For instance, tiny algae called phytoplankton take up carbon dioxide through photosynthesis. When phytoplankton die, their remains drift to the depths and decompose—a natural cycle that keeps carbon trapped on the seafloor for centuries.

So far, scientists have assumed that this process hasn't really changed due to global warming, said study-co author Timothy Hall, a senior scientist at NASA's Goddard Institute for Space Studies.

But it's possible that warming seawater could set off a chain of effects that might damage the natural cycle, Hall said.

The oceans circulate water globally via a series of "pumps" that cause cold, dense waters to sink and nutrient-rich waters to rise.

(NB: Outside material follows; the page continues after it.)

PR #1219, opened 2018-11-13
Cleanup anonymous Pub/Sub subscriptions

### LINKED ISSUE #1178: Cleanup anonymous Pub/Sub subscriptions created by the binder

Some of the pumps have not been functioning as well in recent years, leading scientists to speculate that warming surface temperatures may be to blame.

Less ocean mixing could means that fewer nutrients from the deep ocean are rising up to sustain phytoplankton, Hall said. Fewer phytoplankton mean less photosynthesis, which could lead to more carbon dioxide in the atmosphere.

"The oceans are performing a tremendous service for humankind," NOAA's Sabine said.

"If we throw [the oceans' carbon uptake] out of whack … the potential is there to completely overwhelm what we're trying to do with limiting our fossil fuel emissions."